Holz sollte aber nicht so ne hohe Sättigung haben, das sieht so unmodern aus
2. ICh würde die Seite nich so konventionell gestalten, wie sie es zur zeit ist...

Also freieres Design  -- nicht Statisch das wirkt zu steril -->kein Blocksatz oder dergleichen
Man muss einfach auf den ersten Blich sehen um was es geht -- momentan sieht man das meiner Meinung nach nicht!

Grüße,
Hercules


----------



## Julien (18. August 2004)

Ach Leute Bidde... Mal im Ernst. 
Habt ihr denn nicht mal eigene Ideen..
Guckt weniger Fernseh und geht wieder in die Kirche.,


----------



## chrisbergr (18. August 2004)

> _Original geschrieben von Julien _
> *Ach Leute Bidde... Mal im Ernst.
> Habt ihr denn nicht mal eigene Ideen..
> Guckt weniger Fernseh und geht wieder in die Kirche., *


Mh.. Hast du noch nie vor etwas gesessen und wusstest einfach nicht wie anfangen?
Klar, ich bin auch dagegen, wenn jemand kommt von wegen 'Sagt mir was ich machen soll' oder 'könnt ihr mir mal machen', aber der gute max frägt hier nach anregungen und nicht nach fertig gedachten, vorgesetzten Ideen. 

Als Tipp würde ich dir geben, einfach mal durchs Internet zu surfen, Webseiten der Konkurenz anzuschauen und auf dich wirken lassen. Einfach mal abschalten und nochmal an die Sache zu gehen, ohne dich einem Druck auszusetzen.

Gruß


----------



## max (18. August 2004)

@ Julien:
Ich will keine fertigen sachen oder anleitungen wie ich das genau machen soll.

Mir haben nur die Einfälle für den Anfang gefehlt. Ich soll ja die ganze Seite neu machen und liefere da zuerst einmal mehrere Designs dass er sich das dann aussuchen kann welches ihm am besten gefällt.

Und ich finde wenn ich mir ein paar Anregungen von anderen einhole kann es sicher nicht schaden.

@ Hercules
Nein mir soll keiner sagen was ich machen soll. Mich würde zB intressieren welche Farben da am besten passen würden oder dergleichen.

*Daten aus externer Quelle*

PR #758, opened 2020-11-02
fix(lambda-at-edge): for serverless-trace target, exclude files that …

dphang:
that are typescript sources.

Assuming that this should fix https://github.com/serverless-nextjs/serverless-next.js/issues/461? It works to fix TypeScript projects at least.

I can add some e2e tests for this too later.


dphang:
@danielcondemarin not sure this is the right fix but for my project this excludes all ts/tsx files that were trying to be copied with same src and destination (hence failing). However it fails the test, not sure how we can test it?

Should we just exclude .ts/.tsx files instead?

danielcondemarin:
Doesn't look right to me @dphang . That would be excluding traces that are within the app itself and not in `node_modules`. I suspect that will break for some apps. 

What are the ts / tsx files you're seeing? Dependencies of which page? I wouldn't expect to see a ts / tsx trace after building the app.

dphang:
@danielcondemarin if you see that issue I had mentioned somehow the serverless trace was trying to copy TSX pages from and to the same directory and it was failing at the file copy command due to source and destination being the same.

It worked for my typescript project but that was a quick hack at the time (a few months ago) - I also didn't understand much about how this component works.

Let me go and look more closely to make a proper fix.

dphang:
@danielcondemarin I think the @zeit/node-file-trace is somehow returning the app's pages TS/TSX files which shouldn't be copied. Not sure if it's a bug on this package, but I think we can safely exclude these files. Also looking into @vercel/nft since it mentions that @zeit/node-file-trace is deprecated, maybe it's fixed in the new version.

danielcondemarin (approved):

packages/libs/lambda-at-edge/src/build.ts
```diff
@@ -131,6 +131,13 @@ class Builder {
       .filter((file) => {
         // exclude "initial" files from lambda artefact. These are just the pages themselves
         // which are copied over separately
+
+        // For TypeScript apps, somehow nodeFileTrace will generate filelist with TS or TSX files, we need to exclude these files to be copied
+        // as it ends up copying from same source to destination.
```
dphang, line 136: Also we could prevent FS from copying if src == dest but I think this should work for now.

danielcondemarin:
Would you mind upgrading to https://github.com/vercel/nft? Hopefully shouldn't be breaking.

dphang:
> Would you mind upgrading to https://github.com/vercel/nft? Hopefully shouldn't be breaking.

Yea I tried it but it seems like it broke many unit tests, need more time to investigate it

Ich mache auch nicht so ein rustikales Design wie es jetzt ist sondern sollte modern sein und deshalb frage ich auch welche möglichkeiten es da gibt wie ich das mit Holz in Verbindung bringen kann, sei es durch farben, oder durch Fotos oder sonst was.


Aber wie es so schön ist das Glück kommt oft unerwartet. Heute am See sind mir ein paar gute sachen eingefallen. Würde mich aber immer noch für einige Anregungen (!keine Anleitung wie ich das machen soll!) intressieren.


----------



## Earl-Grey (18. August 2004)

Also wie schon irgendjemand gesagt hat, würde ich mich eher an die Farben von Früchten halte! Sprich: bunte Navi! Es wird ja anscheinend nur ein Shop-System deswegen würde ich mir an deiner  Stelle eher mal Shops anschauen, wie dort der Aufbau ist Versuche am besten den freien, weißen Hintergrund zu nutzen als irgendwie schlechte farben in den hintergrund zu packen oder noch irgendwelche bilder! Mache bunte Tabellen! Holz wird denke ich genug drin vorkommen, wenn du die Textur-Produkt-Vorschau ein bisschen größer machst!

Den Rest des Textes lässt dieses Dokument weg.